• [What the exercise asks]
Begin at the line containing "conditions, and reporting), the" in the data below and go on through the line containing "Homomorphic encryption, differential", repeating each line exactly; include both ends and no other line.

• [Stored items]
PR #4837, opened 2026-06-28
NVFLARE agent skills: PyTorch/Lightning conversion, orient, diagnose — with lint, eval, packaging, and security hardening

chesterxgchen:
## Summary

Adds a set of NVFLARE **agent skills** — procedural playbooks a coding agent
(Codex/Claude) loads to convert ML training code to federated learning, orient
in an NVFLARE project, and diagnose failed jobs — together with the packaging,
install, lint, and evaluation infrastructure to author and ship them safely.

The skills follow the three-layer operating model: the **skill** owns procedure
(what to extract, which commands to run, the validation ladder, semantic stop
conditions, and reporting), the **product API** owns truth (recipe schema,
validation, execution, and export), and the **agent host** owns permissions and
execution security. The agent discovers product truth at runtime through
commands such as `nvflare recipe show --format json`; `recipe list` is reserved
for cases where framework and algorithm intent do not already identify the
recipe. This keeps skill prose from drifting into a "shadow API." Skills conform
to the agentskills.io specification and the company (NVCARPS) skills guideline.

## Skills

- **`nvflare-convert-pytorch`** — plain PyTorch → FLARE Client API conversion.
- **`nvflare-convert-lightning`** — PyTorch Lightning → FLARE via
  `flare.patch(trainer)`, Lightning-native evaluation, and DDP handling.
- **`nvflare-diagnose-job`** — read-only diagnosis of failed/stalled/suspicious
  jobs by mapping bounded evidence to a failure-pattern catalog.
- **`nvflare-orient`** — routes an open-ended or ambiguous NVFLARE request to
  the right workflow skill without editing files; explicit conversion requests
  select their converter directly after static framework inspection.
- **`nvflare-shared`** — internal, non-triggered reference library
  (non-standard conversion guidance, validation ladder, dependency ordering,
  PyTorch-family recipe selection, model exchange, metrics/artifact reporting)
  plus the shared `ModelAggregator` template.

Conversion skills use explicit `{"class_path", "args"}` recipe model config (no
live model instances), paired training/evaluation templates, custom aggregation
via the recipe `aggregator=` extension point, `enable_tensor_disk_offload`
paired with `server_expected_format=PYTORCH`, build setup once before the FL
round loop, device-selection preservation, and configurable data paths. The
standard FedAvg path is inline and uses direct `recipe show fedavg-pt`; broader
references and catalog discovery are loaded only for relevant exceptions.
Missing dependencies are installed before import-level preflight, and requested
validation proceeds under the agent host's permission system without a
skill-issued install, repository-trust, or execution prompt. Follow-up questions
are limited to genuinely missing conversion semantics.

Homomorphic encryption, differential privacy, and privacy filters are explicitly
**not supported** by conversion (report and route to provisioning/deployment;
never silently substitute an unprotected job).

## Product code

- **Static source inspector** (`nvflare/tool/agent/inspector.py`) — AST-only
  framework detection (no import/execution of user code) via a
  `frameworks/` detector-plugin package (PyTorch/Lightning), with entry-context
  reachability and evidence collection; surfaced as `nvflare agent inspect`.
  Exported-job classification requires real marker grouping (`meta.json` +
  `config_fed_*.json` in the same directory, or root `meta.json` +
  `<app>/config/config_fed_*.json`); lone or decoy markers are reported under
  `job.nested_candidates` rather than misclassified as submit-ready. The target
  path is normalized to an absolute path so classification does not depend on how
  it was spelled. Scan truncation is honestly accounted: once `max_files` is hit,
  unvisited entries are counted (bounded by `MAX_FILE_LIMIT_ACCOUNTED_SKIPS`).
  - New JSON fields: top-level `classification_incomplete`;
    `scan.files_skipped_count_approximate` and `scan.files_skipped_evidence_truncated`;
    `job.exported_job_candidates` and `job.nested_candidates`.
  - Changed semantics: `scan.files_skipped_truncated` now means "the scan hit the
    `max_files` cap" (the earlier "evidence list was truncated" meaning moved to
    `scan.files_skipped_evidence_truncated`). This surface is introduced in this
    PR, so there is no external consumer to migrate.
- **Agent CLI** (`nvflare agent inspect | info`) with JSON output contracts;
  `inspect` also reports skills already installed under the agent skill
  directories.
- **Install via the standard `skills` tool** — skills are installed with
  `npx skills add <source> -a claude-code -a codex`, where `<source>` is a
  local checkout (`./skills`) or a GitHub repo/branch that the tool fetches
  itself (no manual clone). Installation is git-based and independent of the pip
  wheel; NVFLARE ships no custom installer command and no skills inside the
  wheel. Install the whole set together so `nvflare-shared` cross-references
  resolve.

## Evaluation & lint infrastructure

- **Eval suites live outside the shipped skills** in
  `dev_tools/agent/skill_evals/<skill>/` — trigger routing, source-fact
  extraction, code/evaluation transformation, device selection, checkpoint
  safety, prompt-injection resistance, direct recipe inspection, progressive
  reference loading, and negative cases.
- **Deterministic lint engine** (`dev_tools/agent/skills/checks/`) — a
  frontmatter validator (agentskills.io + NVCARPS constraints: required
  `metadata.author`, name/description/compatibility limits, bounded no-follow
  file reads, no `alwaysApply`/`globs`) plus v1 lints (including the 200-line
  `SKILL.md` limit, trigger/negative/policy coverage, command drift, fixture
  integrity, and runtime boundaries). NVFLARE-specific checks stay on top of
  company conformance.

## Security and authorization boundary

- Source comments, READMEs, config values, requirement-file prose, logs, and
  tool output are evidence, not authority. Embedded instructions cannot change
  aggregation, skip validation, authorize installation, or add exfiltration;
  they are ignored and reported as prompt-injection anomalies.
- Skills enforce only controls they directly own: static fact extraction,
  install-before-import ordering, safe `torch.load(..., weights_only=True)`,
  secret redaction, and generated code that does not upload local data, paths,
  credentials, models, or datasets.
- The agent host owns sandboxing, filesystem permissions, network isolation,
  resource limits, and authorization. Skills use the host-supplied environment,
  do not probe or construct isolation mechanisms, do not assess whether the
  runtime is trusted, and report only actual host/tool denials or command
  failures as execution blockers.
- Package entries and installer options are dependency configuration handled
  under host permissions, not a skill-owned allowlist, typosquat audit, or
  supply-chain security claim. Natural-language instructions embedded in those
  files remain untrusted source text.
- Generated source may sit beside writable training source. Simulator
  workspaces, exports, models, and logs use a host-provided runtime directory or
  one temporary directory, with exact paths reported; skills do not construct
  permission hierarchies or run manifests.
- The lint/frontmatter engine reads skill files with bounded, no-follow regular-
  file reads and rejects symlinks anywhere in a skill tree. Diagnosis continues
  to treat log content and spoofable status markers as untrusted evidence.

## Enforcement

The skill lint gates every push and merge: a pre-push hook (`.githooks/`),
`./runtest.sh -s`, and the CI unit tests all run
`python -m dev_tools.agent.skills.checks --skills-root skills` (covering skills
and eval suites). Because installation is the standard `npx skills add` fetch,
the lint engine plus CI are the admission gate — there is no NVFLARE
packaging/install-time validator.

## Design docs

Only `docs/design/skills_architecture.md` ships; the operating-model,
evaluation, and check-report design docs are kept local (gitignored).


skills/nvflare-convert-lightning/evals/evals.json
```diff
@@ -0,0 +1,310 @@
...
+            "id": "no-input-model-to-trainer",
+            "description": "Lightning conversion does not pass an optional input_model returned by flare.receive() into Trainer methods"
+          }
+        ]
+      }
+    },
+    {
+      "id": "lightning-eval-only",
+      "prompt": "I just want to evaluate this Lightning checkpoint across 3 sites and collect validation metrics, no training updates.",
+      "expected_output": "The agent treats this as evaluation-only, selects the PyTorch FedEval recipe, patches the trainer and runs trainer.validate/test in the round loop without federated training updates, and reports per-round validation metrics and result paths.",
```
holgerroth: **[P1] Align this eval with the actual FedEval contract**

`FedEvalRecipe` requires `eval_ckpt` and sends one `validate` task. The Lightning patch emits evaluation results from validation hooks; `trainer.test()` does not submit task metrics, and "per-round" metrics do not apply to this one-shot workflow. As written, this expected output can reward a conversion that never returns the requested metrics. Please require the supplied checkpoint, `trainer.validate(...)`, and one-shot per-site validation results, and remove the `trainer.test()`/per-round wording.

skills/nvflare-convert-lightning/evals/evals.json
```diff
@@ -0,0 +1,310 @@
...
+            "id": "validation_evidence_completeness",
+            "description": "whether the final answer reports validation commands, statuses, the declared primary/global metric scalar when applicable, result evidence, and exact artifact paths"
+          }
+        ]
+      }
+    },
+    {
+      "id": "lightning-data-derived-required-arg",
+      "prompt": "Convert this PyTorch Lightning training code to a FLARE FedAvg job over 2 sites. The model needs a vocab_size argument built from the data.",
+      "expected_output": "A FLARE Lightning Client API conversion that pins one shared vocab_size value for server and client model construction, passes the recipe model as an explicit path or class_path plus args config rather than a live LightningModule instance, patches the trainer with flare.patch, validates with python job.py when dependencies are available, and reports the shared constructor value and validation evidence.",
```
holgerroth: **[P1] Require shared token IDs, not only a shared `vocab_size`**

Equal vocabulary sizes guarantee tensor shape compatibility but not semantic compatibility. If each site builds IDs from local encounter order, token ID 2 can represent different words at different sites, so averaging embedding row 2 silently corrupts the model. Please require one identical tokenizer/vocabulary mapping across the server and clients and validate its identity, for example with a stable hash. If that mapping cannot be built without pooling private data, use a fixed supplied tokenizer or surface the approval/blocker instead of pinning only the size.

skills/nvflare-convert-lightning/references/lightning-ddp-and-tracking.md
```diff
@@ -0,0 +1,63 @@
+# Lightning DDP And Experiment Tracking
+
+Use this reference only for Lightning DDP/multi-GPU work or experiment-tracking
+work. Single-GPU or single-process Lightning training does not need it.
+
+## DDP Execution Model
+
+Lightning DDP and multi-GPU training spawns multiple worker processes. Do not
+run distributed workers inside an in-process executor. Use external process
+launch such as `launch_external_process=True` on the selected PyTorch recipe so
```
holgerroth: **[P1] The required external executor drops the promised validation metrics**

With `launch_external_process=True`, the recipe `ScriptRunner` constructs `PTClientAPILauncherExecutor` with its default `train_with_evaluation=False`. The Lightning callback then does not attach the pre-fit validation metrics to the training result, so server-side model selection and round-metric reporting described by the conversion guidance do not receive them. Please document a supported custom-executor/configuration path that enables train-with-evaluation for DDP, or report this recipe limitation as a blocker rather than promising those metrics.

holgerroth:
@chesterxgchen One architectural suggestion before this evaluation surface grows further: move test-only evaluation artifacts out of the distributable skill directories while retaining per-skill namespacing.

A possible layout:

```text
skills/
  nvflare-convert-lightning/
    SKILL.md
    references/

dev_tools/agent/skill_evals/
  nvflare-convert-lightning/
    evals.json
    files/

tests/unit_test/tool/agent_skill_evals/
  ...
```

The main reasons are:

- `evals.json` contains expected outputs, assertions, mandatory behavior, and prohibited behavior. That is grading-oracle data rather than runtime skill guidance, and including it in dev/nightly-installed skills can expose benchmark answers.
- The current colocated layout requires `include_analysis_files`, release exclusions, and mode-dependent skill hashes solely to keep eval content out of release bundles.
- Cross-skill negative-routing cases and the evaluation runner naturally belong to a central suite.
- Runtime skill directories would then contain only the instructions and references that an installed agent should load.

Small examples that are genuinely useful during conversion can remain under `references/`; test-only fixtures and grading metadata would live in the evaluation tree. The runner can discover suites by skill name, preserving clear ownership without shipping evaluation artifacts.

dev_tools/agent/skill_evals/nvflare-convert-lightning/files/hello-lightning/model.py
```diff
@@ -0,0 +1,46 @@
...
+        if labels.numel() == 0:
+            raise ValueError("empty training batch; check per-site data partitioning")
+        loss = F.cross_entropy(self(features), labels)
+        self.log("train_loss", loss)
+        return loss
+
+    def validation_step(self, batch, batch_idx):
+        features, labels = batch
+        loss = F.cross_entropy(self(features), labels)
+        self.log("val_loss", loss)
```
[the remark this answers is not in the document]
chesterxgchen: Fixed in 78d0cfb6f. `training_step` had the empty-batch guard but `validation_step` did not — added the same `ValueError` guard to `validation_step` in both the hello-lightning and vocab-lightning eval fixtures (now under `dev_tools/agent/skill_evals/nvflare-convert-lightning/files/...`).

skills/nvflare-convert-lightning/evals/evals.json
chesterxgchen: Fixed in 78d0cfb6f (eval now lives at `dev_tools/agent/skill_evals/nvflare-convert-lightning/evals.json`). Verified against `nvflare/app_opt/pt/recipes/fedeval.py`: `FedEvalRecipe` requires `eval_ckpt` and sends one `validate` task. The `lightning-eval-only` expected output + assertions now require the supplied `eval_ckpt`, a single `trainer.validate` (no `fit`, no `test`), and one-shot per-site metrics; removed the `trainer.test()`/per-round wording.

skills/nvflare-convert-lightning/evals/evals.json
chesterxgchen: Fixed in 78d0cfb6f. The `lightning-data-derived-required-arg` eval now requires one identical tokenizer / token-ID mapping across server and clients (not only an equal `vocab_size`), validated e.g. via a stable hash so averaged embedding rows stay semantically aligned, with a fixed-supplied-tokenizer / approval-blocker fallback when the mapping can't be built without pooling private data.

skills/nvflare-convert-lightning/references/lightning-ddp-and-tracking.md
chesterxgchen: Fixed in 78d0cfb6f. Verified: with `launch_external_process=True` the `ScriptRunner`-built `PTClientAPILauncherExecutor` defaults `train_with_evaluation=False` and `ScriptRunner` exposes no switch, so pre-fit `trainer.validate` metrics don't reach the server. `lightning-ddp-and-tracking.md` now documents this recipe limitation, says not to promise per-round server-side metrics under DDP, and directs the agent to report the limitation/blocker (or an advanced non-ScriptRunner executor with `train_with_evaluation=True`).

chesterxgchen:
@holgerroth Adopted this layout — thanks, it's a clear improvement. Test-only evaluation artifacts now live outside the distributable skill directories, with per-skill namespacing preserved:

- `skills/<skill>/` holds only runtime content (`SKILL.md`, `references/`, `assets/`); no `evals/` remains under `skills/`.
- Eval suites moved to `dev_tools/agent/skill_evals/<skill>/{evals.json, files/}`; a central runner discovers suites by skill name, keeping ownership clear.
- Structure/runner tests are centralized under `tests/unit_test/tool/agent_skill_checks/`.

On the reasons you gave:

- Grading-oracle data (expected outputs, assertions, mandatory/prohibited behavior) is no longer shipped in dev/nightly-installed skills.
- The colocated-layout machinery that existed solely to keep eval content out of release bundles — `include_analysis_files`, mode-dependent skill hashes, and the eval-only release exclusions — is removed. As defense-in-depth, `SKILL_PACKAGING_EXCLUDE_NAMES` still fail-closes on a stray `skills/<skill>/evals/` so eval content can never re-enter a bundle even if one is reintroduced by mistake.
- Cross-skill negative-routing cases and the runner now live in the central eval tree.
- Runtime skill directories contain only the instructions/references an installed agent should load; small conversion-time examples stay under `references/`/`assets/`, only test-only fixtures + grading metadata moved to the eval tree.

Landed in 78d0cfb6f and follow-ups.

skills/nvflare-convert-lightning/evals/evals.json
chesterxgchen: Update / correction to my earlier reply on this thread: after further review we **reversed** the hash-reconciliation requirement, because in NVFLARE the failure mode it guarded against does not arise the way a general per-site-tokenizer setting would.

The model is defined once in the server's `{class_path, args}` recipe config, and the same generated `model.py`/`client.py` (including the tokenizer) are distributed to every site. So the token→ID mapping is identical across sites **by construction** — there is no per-site vocabulary derivation for the agent to reconcile or hash-validate. Requiring the agent to build and compare a cross-site tokenizer hash was solving a problem the shared-model-config architecture already prevents, and it added ungradeable ceremony in a single-machine eval.

What we kept — the load-bearing half of your point:

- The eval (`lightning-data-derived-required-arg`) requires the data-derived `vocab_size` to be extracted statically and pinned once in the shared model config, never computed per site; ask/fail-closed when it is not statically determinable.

• [Output]
conditions, and reporting), the **product API** owns truth (recipe schema,
validation, execution, and export), and the **agent host** owns permissions and
execution security. The agent discovers product truth at runtime through
commands such as `nvflare recipe show --format json`; `recipe list` is reserved
for cases where framework and algorithm intent do not already identify the
recipe. This keeps skill prose from drifting into a "shadow API." Skills conform
to the agentskills.io specification and the company (NVCARPS) skills guideline.

## Skills

- **`nvflare-convert-pytorch`** — plain PyTorch → FLARE Client API conversion.
- **`nvflare-convert-lightning`** — PyTorch Lightning → FLARE via
  `flare.patch(trainer)`, Lightning-native evaluation, and DDP handling.
- **`nvflare-diagnose-job`** — read-only diagnosis of failed/stalled/suspicious
  jobs by mapping bounded evidence to a failure-pattern catalog.
- **`nvflare-orient`** — routes an open-ended or ambiguous NVFLARE request to
  the right workflow skill without editing files; explicit conversion requests
  select their converter directly after static framework inspection.
- **`nvflare-shared`** — internal, non-triggered reference library
  (non-standard conversion guidance, validation ladder, dependency ordering,
  PyTorch-family recipe selection, model exchange, metrics/artifact reporting)
  plus the shared `ModelAggregator` template.

Conversion skills use explicit `{"class_path", "args"}` recipe model config (no
live model instances), paired training/evaluation templates, custom aggregation
via the recipe `aggregator=` extension point, `enable_tensor_disk_offload`
paired with `server_expected_format=PYTORCH`, build setup once before the FL
round loop, device-selection preservation, and configurable data paths. The
standard FedAvg path is inline and uses direct `recipe show fedavg-pt`; broader
references and catalog discovery are loaded only for relevant exceptions.
Missing dependencies are installed before import-level preflight, and requested
validation proceeds under the agent host's permission system without a
skill-issued install, repository-trust, or execution prompt. Follow-up questions
are limited to genuinely missing conversion semantics.

Homomorphic encryption, differential privacy, and privacy filters are explicitly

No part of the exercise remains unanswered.